ASSIGNMENT – Output a verbatim copy of the data, cut off after the line that contains "- [x] Front".

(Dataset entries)
PR #3979, opened 2025-04-04
fix: display Thema qualifiers in Subjects metaboxes

SteelWagstaff:
Display Thema qualifiers in the Subject selection metaboxes on the book info page. In the future we may want to update to the latest version of Thema (1.6) and provide a separate select box for qualifiers.


fdalcin (approved):
LGTM. Thank you @SteelWagstaff. I took the liberty to add friendly commits fixing linting on other parts but also including a `named argument` to add context to the parameter you've changed.

PR #3502, opened 2023-10-28
feat: replace custom-metadata-manager

greatislander:
- Resolves #2436
- Resolves #2749
- Partial resolution of #2976 

### Features
 
- [x] Metabox class
- [x] Field classes
	- [x] Field
	- [x] Date
	- [x] Text
	- [x] URL
	- [x] Textarea
	- [x] Wysiwyg
	- [x] Select
	- [x] Taxonomy Select
	- [x] Checkbox
- [x] Book Information page
	- [x] General Information
	- [x] Subjects
	- [x] BISAC Subjects
	- [x] Institutions
	- [x] Copyright
	- [x] About
	- [x] Additional Catalog Information
- [x] Front Matter/Chapter/Back Matter Metadata
- [x] Part Visibility

PR #3982, opened 2025-04-06
feat: ensure checkbox groups use fieldset and legend

greatislander:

FINISHED TASK –
PR #3979, opened 2025-04-04
fix: display Thema qualifiers in Subjects metaboxes

SteelWagstaff:
Display Thema qualifiers in the Subject selection metaboxes on the book info page. In the future we may want to update to the latest version of Thema (1.6) and provide a separate select box for qualifiers.


fdalcin (approved):
LGTM. Thank you @SteelWagstaff. I took the liberty to add friendly commits fixing linting on other parts but also including a `named argument` to add context to the parameter you've changed.

PR #3502, opened 2023-10-28
feat: replace custom-metadata-manager

greatislander:
- Resolves #2436
- Resolves #2749
- Partial resolution of #2976 

### Features
 
- [x] Metabox class
- [x] Field classes
	- [x] Field
	- [x] Date
	- [x] Text
	- [x] URL
	- [x] Textarea
	- [x] Wysiwyg
	- [x] Select
	- [x] Taxonomy Select
	- [x] Checkbox
- [x] Book Information page
	- [x] General Information
	- [x] Subjects
	- [x] BISAC Subjects
	- [x] Institutions
	- [x] Copyright
	- [x] About
	- [x] Additional Catalog Information
- [x] Front Matter/Chapter/Back Matter Metadata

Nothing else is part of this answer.